(THE PROBLEM)
Go through the listing beneath this task and return every line that carries the string "allowing".

(RECORDS PROVIDED)
[Start of Attachment]

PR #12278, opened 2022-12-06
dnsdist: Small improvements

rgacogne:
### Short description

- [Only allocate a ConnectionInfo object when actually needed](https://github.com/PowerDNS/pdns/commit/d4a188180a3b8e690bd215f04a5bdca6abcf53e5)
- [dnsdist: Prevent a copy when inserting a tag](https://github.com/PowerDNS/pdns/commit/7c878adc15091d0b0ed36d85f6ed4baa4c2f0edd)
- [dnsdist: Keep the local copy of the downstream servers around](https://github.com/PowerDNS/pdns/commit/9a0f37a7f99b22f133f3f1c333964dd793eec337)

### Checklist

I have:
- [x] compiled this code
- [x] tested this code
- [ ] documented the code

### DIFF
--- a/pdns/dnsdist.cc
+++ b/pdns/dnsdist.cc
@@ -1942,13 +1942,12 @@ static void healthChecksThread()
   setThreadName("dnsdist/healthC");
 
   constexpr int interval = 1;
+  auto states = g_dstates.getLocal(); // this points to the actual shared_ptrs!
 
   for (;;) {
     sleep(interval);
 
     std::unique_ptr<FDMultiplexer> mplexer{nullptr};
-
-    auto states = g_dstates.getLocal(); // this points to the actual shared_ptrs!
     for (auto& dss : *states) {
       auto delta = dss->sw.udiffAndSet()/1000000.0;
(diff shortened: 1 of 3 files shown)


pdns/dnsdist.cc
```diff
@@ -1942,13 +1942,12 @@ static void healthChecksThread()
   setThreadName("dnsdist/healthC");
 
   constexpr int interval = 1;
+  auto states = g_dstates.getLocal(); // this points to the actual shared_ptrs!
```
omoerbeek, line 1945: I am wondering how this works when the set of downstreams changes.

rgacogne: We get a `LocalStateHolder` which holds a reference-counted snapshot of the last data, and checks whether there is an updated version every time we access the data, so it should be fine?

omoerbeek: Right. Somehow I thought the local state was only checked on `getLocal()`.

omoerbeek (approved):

[End of Attachment]
[Start of Attachment]

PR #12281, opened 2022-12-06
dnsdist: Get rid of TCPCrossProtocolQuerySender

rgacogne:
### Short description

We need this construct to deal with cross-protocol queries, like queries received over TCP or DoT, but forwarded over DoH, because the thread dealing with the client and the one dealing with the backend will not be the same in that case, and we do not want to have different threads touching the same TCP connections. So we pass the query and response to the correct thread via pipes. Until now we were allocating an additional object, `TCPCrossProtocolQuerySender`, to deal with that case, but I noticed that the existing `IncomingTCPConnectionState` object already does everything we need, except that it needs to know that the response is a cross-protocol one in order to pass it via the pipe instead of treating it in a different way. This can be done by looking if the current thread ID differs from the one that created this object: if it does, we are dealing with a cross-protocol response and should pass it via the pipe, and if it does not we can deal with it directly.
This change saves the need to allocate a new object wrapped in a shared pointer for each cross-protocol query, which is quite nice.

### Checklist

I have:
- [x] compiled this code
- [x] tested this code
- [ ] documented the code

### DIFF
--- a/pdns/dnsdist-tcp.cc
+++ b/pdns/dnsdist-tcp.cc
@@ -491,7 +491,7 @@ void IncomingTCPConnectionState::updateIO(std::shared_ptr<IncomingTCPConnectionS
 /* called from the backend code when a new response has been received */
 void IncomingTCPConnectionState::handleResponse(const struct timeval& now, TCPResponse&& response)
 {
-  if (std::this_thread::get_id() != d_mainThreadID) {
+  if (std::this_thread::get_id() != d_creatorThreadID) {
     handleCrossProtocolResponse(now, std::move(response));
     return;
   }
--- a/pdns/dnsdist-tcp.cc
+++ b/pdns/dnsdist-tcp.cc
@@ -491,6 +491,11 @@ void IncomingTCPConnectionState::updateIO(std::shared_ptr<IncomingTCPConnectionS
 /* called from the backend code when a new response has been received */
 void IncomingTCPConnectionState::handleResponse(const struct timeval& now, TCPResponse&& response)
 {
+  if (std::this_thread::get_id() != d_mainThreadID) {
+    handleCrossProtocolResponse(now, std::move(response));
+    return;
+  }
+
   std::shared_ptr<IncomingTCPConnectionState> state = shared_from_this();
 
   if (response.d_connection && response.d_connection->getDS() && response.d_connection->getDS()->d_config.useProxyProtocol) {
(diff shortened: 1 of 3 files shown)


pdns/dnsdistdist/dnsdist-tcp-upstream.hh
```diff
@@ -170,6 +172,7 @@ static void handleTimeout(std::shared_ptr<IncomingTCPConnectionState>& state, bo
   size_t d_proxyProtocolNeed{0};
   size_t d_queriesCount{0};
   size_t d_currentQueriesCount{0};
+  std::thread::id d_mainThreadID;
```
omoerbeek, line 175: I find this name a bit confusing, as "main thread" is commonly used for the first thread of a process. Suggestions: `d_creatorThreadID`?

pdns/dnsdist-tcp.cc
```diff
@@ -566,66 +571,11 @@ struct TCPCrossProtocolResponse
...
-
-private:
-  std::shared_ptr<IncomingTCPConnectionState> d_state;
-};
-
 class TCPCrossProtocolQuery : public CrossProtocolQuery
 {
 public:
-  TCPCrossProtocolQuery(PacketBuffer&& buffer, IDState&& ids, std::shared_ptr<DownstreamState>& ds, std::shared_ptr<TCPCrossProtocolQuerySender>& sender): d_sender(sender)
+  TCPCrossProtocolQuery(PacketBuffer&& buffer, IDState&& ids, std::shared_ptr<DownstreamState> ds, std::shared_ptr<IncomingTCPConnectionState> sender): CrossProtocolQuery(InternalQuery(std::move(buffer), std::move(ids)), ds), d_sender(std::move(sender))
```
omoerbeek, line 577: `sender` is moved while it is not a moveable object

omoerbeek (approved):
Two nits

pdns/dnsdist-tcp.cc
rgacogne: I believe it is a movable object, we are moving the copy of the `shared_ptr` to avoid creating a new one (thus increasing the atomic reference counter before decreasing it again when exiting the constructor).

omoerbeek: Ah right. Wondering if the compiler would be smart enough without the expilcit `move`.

[End of Attachment]
[Start of Attachment]

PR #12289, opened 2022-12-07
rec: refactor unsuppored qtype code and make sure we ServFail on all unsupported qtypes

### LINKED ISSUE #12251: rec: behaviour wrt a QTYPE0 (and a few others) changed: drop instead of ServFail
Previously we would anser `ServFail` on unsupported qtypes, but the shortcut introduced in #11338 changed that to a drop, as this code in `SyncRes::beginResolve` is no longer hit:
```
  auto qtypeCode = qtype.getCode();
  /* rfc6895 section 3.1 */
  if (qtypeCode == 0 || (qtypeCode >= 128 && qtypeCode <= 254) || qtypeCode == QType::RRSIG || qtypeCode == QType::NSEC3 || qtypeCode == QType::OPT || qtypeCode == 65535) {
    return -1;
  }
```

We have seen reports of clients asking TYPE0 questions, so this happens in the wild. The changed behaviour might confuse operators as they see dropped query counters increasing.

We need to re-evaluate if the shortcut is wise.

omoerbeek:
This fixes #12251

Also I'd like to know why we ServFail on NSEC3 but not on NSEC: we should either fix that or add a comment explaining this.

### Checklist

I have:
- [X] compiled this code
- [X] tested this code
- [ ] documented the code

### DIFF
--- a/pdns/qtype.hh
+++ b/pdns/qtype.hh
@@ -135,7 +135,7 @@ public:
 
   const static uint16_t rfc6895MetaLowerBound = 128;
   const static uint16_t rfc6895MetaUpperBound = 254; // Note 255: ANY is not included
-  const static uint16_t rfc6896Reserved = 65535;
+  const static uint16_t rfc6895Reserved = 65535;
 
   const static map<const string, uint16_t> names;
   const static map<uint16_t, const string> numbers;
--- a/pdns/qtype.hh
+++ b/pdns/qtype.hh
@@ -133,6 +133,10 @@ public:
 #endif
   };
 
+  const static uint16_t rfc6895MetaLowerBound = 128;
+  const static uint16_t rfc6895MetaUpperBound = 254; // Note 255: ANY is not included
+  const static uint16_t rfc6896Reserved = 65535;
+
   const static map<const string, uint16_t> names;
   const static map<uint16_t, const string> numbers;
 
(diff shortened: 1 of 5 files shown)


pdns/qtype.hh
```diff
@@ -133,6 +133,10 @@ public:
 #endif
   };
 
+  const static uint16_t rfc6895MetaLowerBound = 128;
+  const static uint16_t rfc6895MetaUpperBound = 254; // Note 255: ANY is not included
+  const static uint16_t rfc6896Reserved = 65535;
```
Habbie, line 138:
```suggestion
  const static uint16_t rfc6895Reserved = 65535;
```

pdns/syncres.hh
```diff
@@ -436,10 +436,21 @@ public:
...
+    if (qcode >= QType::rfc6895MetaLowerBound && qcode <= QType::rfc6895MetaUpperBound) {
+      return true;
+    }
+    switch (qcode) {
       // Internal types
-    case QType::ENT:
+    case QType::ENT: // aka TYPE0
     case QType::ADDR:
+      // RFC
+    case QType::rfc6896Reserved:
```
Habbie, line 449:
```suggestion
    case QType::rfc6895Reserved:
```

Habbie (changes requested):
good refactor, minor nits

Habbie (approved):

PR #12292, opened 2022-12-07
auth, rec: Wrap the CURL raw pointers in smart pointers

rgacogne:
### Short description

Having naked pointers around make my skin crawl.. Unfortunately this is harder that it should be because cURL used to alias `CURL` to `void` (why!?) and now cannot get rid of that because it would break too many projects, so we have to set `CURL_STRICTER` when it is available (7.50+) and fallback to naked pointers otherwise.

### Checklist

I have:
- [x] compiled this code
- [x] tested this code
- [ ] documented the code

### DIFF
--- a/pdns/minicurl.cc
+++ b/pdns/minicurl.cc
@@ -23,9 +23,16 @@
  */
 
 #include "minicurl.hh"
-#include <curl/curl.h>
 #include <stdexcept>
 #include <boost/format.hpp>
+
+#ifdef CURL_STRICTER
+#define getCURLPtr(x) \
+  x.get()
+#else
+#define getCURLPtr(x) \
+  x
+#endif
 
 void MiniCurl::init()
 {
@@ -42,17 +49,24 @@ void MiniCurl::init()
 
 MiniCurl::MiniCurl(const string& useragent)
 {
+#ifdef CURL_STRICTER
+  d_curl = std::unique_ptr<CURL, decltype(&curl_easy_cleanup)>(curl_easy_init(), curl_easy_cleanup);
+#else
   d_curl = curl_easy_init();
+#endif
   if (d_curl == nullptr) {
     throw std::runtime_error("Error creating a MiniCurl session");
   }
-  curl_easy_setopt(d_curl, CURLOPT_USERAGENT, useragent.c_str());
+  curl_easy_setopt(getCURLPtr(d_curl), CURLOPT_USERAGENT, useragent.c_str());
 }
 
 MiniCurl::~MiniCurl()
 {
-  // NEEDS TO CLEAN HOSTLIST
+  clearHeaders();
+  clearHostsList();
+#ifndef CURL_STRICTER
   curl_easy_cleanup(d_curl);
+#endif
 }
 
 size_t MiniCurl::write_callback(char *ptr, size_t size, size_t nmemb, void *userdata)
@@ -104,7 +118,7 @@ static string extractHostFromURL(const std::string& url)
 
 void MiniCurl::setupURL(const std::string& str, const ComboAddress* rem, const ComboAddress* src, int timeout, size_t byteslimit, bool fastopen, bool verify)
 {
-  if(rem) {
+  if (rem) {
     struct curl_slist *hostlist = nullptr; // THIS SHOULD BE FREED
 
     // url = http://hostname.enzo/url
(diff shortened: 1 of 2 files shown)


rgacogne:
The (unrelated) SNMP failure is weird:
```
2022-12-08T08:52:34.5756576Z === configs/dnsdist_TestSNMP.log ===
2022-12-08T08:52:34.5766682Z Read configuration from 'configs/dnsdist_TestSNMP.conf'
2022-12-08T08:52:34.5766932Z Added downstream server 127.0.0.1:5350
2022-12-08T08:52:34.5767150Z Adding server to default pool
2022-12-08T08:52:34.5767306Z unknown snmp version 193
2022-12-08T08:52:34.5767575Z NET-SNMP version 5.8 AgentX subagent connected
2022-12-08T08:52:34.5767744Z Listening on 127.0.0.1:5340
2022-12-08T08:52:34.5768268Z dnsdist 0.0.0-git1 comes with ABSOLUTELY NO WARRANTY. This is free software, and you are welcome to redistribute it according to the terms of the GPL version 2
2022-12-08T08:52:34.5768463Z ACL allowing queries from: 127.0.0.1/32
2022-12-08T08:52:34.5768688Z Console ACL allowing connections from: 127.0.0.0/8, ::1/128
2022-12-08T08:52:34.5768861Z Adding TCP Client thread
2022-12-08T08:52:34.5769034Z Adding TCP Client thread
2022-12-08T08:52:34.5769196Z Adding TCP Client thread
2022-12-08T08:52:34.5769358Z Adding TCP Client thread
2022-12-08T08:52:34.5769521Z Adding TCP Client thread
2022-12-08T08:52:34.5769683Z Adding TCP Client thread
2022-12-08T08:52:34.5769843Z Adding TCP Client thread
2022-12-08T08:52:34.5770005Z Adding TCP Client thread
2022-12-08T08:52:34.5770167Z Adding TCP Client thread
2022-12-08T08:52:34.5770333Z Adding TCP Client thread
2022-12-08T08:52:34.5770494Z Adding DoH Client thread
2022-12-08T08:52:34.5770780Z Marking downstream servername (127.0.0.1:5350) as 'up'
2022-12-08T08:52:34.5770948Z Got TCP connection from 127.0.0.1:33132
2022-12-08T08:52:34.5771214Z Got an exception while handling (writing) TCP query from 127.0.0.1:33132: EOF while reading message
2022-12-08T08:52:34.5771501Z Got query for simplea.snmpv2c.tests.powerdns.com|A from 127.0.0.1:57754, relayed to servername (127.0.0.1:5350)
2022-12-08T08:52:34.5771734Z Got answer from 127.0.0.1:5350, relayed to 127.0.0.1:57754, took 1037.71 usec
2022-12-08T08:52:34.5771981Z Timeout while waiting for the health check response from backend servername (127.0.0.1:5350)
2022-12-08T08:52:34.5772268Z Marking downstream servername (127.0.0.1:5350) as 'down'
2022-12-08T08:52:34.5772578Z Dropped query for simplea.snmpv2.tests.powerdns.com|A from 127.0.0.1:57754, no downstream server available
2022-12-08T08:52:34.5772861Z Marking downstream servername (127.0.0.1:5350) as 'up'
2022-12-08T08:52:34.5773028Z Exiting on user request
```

[End of Attachment]

(RESULT FOR THIS EXERCISE)
2022-12-08T08:52:34.5768463Z ACL allowing queries from: 127.0.0.1/32
2022-12-08T08:52:34.5768688Z Console ACL allowing connections from: 127.0.0.0/8, ::1/128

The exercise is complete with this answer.